**Aim of the task**:
Across the listing, tally the lines in which the word "from" occurs, then report the tally alone.

**Input**:

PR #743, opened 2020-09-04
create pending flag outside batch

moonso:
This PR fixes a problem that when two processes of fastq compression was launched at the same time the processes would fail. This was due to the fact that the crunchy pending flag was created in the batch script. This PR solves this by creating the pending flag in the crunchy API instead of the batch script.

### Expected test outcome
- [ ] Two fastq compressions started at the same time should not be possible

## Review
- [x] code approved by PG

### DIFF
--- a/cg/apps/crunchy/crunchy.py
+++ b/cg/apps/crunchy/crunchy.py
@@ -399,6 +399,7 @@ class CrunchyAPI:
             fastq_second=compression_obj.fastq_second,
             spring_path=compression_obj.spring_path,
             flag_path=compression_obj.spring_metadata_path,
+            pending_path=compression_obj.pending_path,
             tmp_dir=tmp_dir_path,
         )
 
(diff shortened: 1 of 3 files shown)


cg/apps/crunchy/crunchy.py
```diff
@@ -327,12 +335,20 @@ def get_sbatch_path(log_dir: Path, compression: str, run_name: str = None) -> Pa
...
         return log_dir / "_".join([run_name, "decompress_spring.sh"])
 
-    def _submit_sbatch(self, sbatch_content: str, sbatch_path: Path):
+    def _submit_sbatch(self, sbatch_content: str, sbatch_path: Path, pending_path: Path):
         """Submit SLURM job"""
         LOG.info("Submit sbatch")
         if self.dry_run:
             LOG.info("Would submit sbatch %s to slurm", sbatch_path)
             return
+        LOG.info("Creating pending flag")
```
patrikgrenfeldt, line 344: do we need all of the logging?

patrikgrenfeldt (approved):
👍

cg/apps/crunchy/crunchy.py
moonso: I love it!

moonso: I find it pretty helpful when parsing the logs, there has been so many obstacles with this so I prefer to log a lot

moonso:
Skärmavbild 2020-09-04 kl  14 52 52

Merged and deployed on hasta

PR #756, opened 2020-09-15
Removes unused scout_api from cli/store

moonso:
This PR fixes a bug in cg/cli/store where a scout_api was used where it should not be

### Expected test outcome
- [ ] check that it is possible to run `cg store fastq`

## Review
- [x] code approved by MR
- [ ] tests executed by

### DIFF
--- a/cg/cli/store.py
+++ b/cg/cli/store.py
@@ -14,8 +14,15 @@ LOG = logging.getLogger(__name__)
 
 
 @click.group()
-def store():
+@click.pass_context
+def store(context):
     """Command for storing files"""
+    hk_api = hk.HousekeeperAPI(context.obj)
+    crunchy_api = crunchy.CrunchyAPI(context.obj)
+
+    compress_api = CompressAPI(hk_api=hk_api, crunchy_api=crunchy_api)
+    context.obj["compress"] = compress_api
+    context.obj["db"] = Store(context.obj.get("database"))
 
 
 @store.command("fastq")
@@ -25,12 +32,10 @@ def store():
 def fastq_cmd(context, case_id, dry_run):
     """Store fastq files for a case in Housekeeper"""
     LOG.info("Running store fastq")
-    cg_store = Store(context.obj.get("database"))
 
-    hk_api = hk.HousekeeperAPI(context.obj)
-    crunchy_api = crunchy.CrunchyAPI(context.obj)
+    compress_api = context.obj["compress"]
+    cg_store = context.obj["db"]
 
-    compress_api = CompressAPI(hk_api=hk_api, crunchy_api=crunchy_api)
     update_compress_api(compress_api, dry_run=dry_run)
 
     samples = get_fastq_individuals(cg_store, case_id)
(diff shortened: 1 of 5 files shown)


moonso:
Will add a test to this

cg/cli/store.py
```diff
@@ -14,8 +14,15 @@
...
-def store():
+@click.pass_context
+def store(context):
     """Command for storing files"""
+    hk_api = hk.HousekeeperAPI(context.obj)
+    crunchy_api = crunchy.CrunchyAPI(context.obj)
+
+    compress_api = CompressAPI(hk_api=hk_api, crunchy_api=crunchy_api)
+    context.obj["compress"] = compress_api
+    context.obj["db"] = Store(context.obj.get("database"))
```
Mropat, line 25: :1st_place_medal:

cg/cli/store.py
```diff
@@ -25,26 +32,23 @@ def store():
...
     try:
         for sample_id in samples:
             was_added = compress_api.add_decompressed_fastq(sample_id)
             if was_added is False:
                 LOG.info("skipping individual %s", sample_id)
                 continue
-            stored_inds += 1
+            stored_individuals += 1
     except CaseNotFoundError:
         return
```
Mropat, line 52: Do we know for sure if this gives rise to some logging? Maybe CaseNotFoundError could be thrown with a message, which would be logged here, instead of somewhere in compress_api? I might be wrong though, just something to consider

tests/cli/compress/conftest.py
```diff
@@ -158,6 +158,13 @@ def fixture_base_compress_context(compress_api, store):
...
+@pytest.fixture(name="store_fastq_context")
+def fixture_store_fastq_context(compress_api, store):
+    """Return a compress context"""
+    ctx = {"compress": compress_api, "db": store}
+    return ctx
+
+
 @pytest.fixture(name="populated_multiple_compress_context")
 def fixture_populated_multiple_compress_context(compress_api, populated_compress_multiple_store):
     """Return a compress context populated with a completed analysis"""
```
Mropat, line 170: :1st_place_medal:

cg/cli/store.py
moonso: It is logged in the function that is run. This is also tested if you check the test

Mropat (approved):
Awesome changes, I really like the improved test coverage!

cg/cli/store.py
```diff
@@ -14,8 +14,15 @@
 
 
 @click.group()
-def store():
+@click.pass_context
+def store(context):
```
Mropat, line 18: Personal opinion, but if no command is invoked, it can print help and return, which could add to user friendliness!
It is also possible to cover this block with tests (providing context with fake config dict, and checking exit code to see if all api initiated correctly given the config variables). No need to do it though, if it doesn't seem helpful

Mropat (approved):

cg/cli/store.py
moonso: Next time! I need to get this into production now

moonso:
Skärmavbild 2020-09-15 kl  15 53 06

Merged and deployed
--
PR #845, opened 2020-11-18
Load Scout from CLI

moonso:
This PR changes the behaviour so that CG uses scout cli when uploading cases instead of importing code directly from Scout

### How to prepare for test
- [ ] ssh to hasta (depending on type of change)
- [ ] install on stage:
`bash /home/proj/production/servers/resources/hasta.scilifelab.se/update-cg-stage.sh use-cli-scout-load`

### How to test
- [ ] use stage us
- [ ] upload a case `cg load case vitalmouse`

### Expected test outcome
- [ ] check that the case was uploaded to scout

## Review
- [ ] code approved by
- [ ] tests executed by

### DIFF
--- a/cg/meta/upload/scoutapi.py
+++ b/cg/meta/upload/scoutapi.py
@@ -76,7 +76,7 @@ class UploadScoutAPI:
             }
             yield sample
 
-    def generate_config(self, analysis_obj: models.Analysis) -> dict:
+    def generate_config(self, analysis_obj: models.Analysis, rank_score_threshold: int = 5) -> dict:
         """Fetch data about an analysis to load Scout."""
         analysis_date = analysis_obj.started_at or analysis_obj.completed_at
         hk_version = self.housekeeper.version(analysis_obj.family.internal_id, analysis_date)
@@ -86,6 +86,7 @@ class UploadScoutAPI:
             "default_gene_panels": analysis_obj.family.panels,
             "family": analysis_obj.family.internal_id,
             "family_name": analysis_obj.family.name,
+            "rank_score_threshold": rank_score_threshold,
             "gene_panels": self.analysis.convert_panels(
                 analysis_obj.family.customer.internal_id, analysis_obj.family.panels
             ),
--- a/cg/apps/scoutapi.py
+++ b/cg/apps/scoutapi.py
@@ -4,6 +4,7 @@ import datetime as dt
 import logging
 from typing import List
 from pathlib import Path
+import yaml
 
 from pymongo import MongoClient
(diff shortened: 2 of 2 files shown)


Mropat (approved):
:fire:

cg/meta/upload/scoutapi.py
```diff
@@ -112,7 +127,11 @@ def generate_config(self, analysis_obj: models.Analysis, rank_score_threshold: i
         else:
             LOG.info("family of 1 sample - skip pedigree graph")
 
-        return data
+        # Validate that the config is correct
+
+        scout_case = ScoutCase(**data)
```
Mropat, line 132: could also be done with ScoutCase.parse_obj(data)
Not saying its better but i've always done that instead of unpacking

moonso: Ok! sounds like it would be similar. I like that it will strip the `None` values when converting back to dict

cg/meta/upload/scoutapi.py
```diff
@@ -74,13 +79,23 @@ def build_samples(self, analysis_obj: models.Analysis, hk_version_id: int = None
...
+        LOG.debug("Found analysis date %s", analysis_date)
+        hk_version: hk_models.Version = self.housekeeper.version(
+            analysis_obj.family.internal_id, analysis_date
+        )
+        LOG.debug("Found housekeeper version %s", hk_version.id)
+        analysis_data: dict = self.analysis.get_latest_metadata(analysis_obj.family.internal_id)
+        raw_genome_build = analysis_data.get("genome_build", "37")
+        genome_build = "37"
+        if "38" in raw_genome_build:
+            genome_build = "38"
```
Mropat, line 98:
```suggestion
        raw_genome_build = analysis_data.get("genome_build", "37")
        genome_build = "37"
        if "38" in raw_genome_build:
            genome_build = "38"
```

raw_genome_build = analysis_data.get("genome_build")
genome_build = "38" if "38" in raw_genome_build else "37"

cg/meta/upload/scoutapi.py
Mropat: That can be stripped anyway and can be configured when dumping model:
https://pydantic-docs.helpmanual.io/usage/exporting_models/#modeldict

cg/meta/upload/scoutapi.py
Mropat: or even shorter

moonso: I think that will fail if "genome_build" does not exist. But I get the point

**Task result**:
6